Une possibilité d'exploiter non seulement les fichiers au format PDF, JPEG et HEIC… mais aussi les TIFF (format de fichier souvent utilisé à l'époque par les centres d'archives, les bibs, etc. pour de l'archivage de scans et de l'océrisation).
Une possibilité de sélectionner et d'importer plusieurs fichiers (Photos, PDF) d'un coup via la pellicule et l'app Fichiers.
Une possibilité, après océrisation, d'avoir une option pour n'exporter que le texte océrisé (.txt et .md dans un monde merveilleux et idéal) et non juste le PDF océrisé.
Une possibilité d'automatisation, via des actions et l'app Raccourcis.


----------



## vomi (3 Juillet 2020)

Bonjour Vincent,

wow, merci pour ce retour très constructif.

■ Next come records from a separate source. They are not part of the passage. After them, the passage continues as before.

PR #441, opened 2026-07-03
server: demote TCP-reset TLS handshake errors to verbose logging

andreacv98:
## What

Introduce `tlsHandshakeErrorFilter` as `http.Server.ErrorLog` for both TLS listeners. Messages matching both `"http: TLS handshake error"` and `"connection reset by peer"` are demoted to `V(4)`, remaining accessible under `-v=4`. All other TLS handshake errors (expired certificates, unknown authorities, unsupported protocol versions) are unaffected.

## Why

Load balancers such as HAProxy perform periodic TCP-level health checks by opening a connection and immediately closing it with a TCP RST before the TLS handshake completes. This generates a continuous stream of `http: TLS handshake error ... connection reset by peer` log messages at the default level with no functional impact.

Verified on an OpenShift cluster with HAProxy as ingress controller:  openshift/kube-rbac-proxy#145

### DIFF
--- a/cmd/kube-rbac-proxy/app/kube-rbac-proxy.go
+++ b/cmd/kube-rbac-proxy/app/kube-rbac-proxy.go
@@ -22,6 +22,7 @@ import (
 	"crypto/x509"
 	"errors"
 	"fmt"
+	"log"
 	"net"
 	"net/http"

J'adore !
Ce sont des excellentes idées que je vais ajouter progressivement.
Je vous tiens au courant des avancées.

Encore merci


----------



## vincentn (3 Juillet 2020)

Top ! 
Hâte de voir ces évolutions.
Et bravo aussi pour votre autre excellente appli, PDfZone.

_Bon, à la vue de mes usages et envies , des possibilités actuelles des frameworks proposés par Apple et futures (avec l'arrivée d'iOS 14/Big Sur, des puces Apple Silicon sur Mac avec leur Neural Engine notamment), j'ai encore plein d'autres idées de fonctionnalités — à base d'ICR pour l'écriture manuscrite, d'OLR avec un soupçon de PDFZone, de ML, de NER, de CLI, d'encore plus d'automatisation, de métadonnées, de formats d'export… —  mais cela nécessiterait également une version Mac pour plus de confort de travail, une légère complexification de l'app — bref, un souhait d'une version pro payante ou d'un logiciel complémentaire à QuickScan en fait  ._


----------



## Sly54 (4 Juillet 2020)

Désespoir total ! iOS13 requis…
Bon, j'ai plus qu'à remplacer mon vénérable iPhone 6…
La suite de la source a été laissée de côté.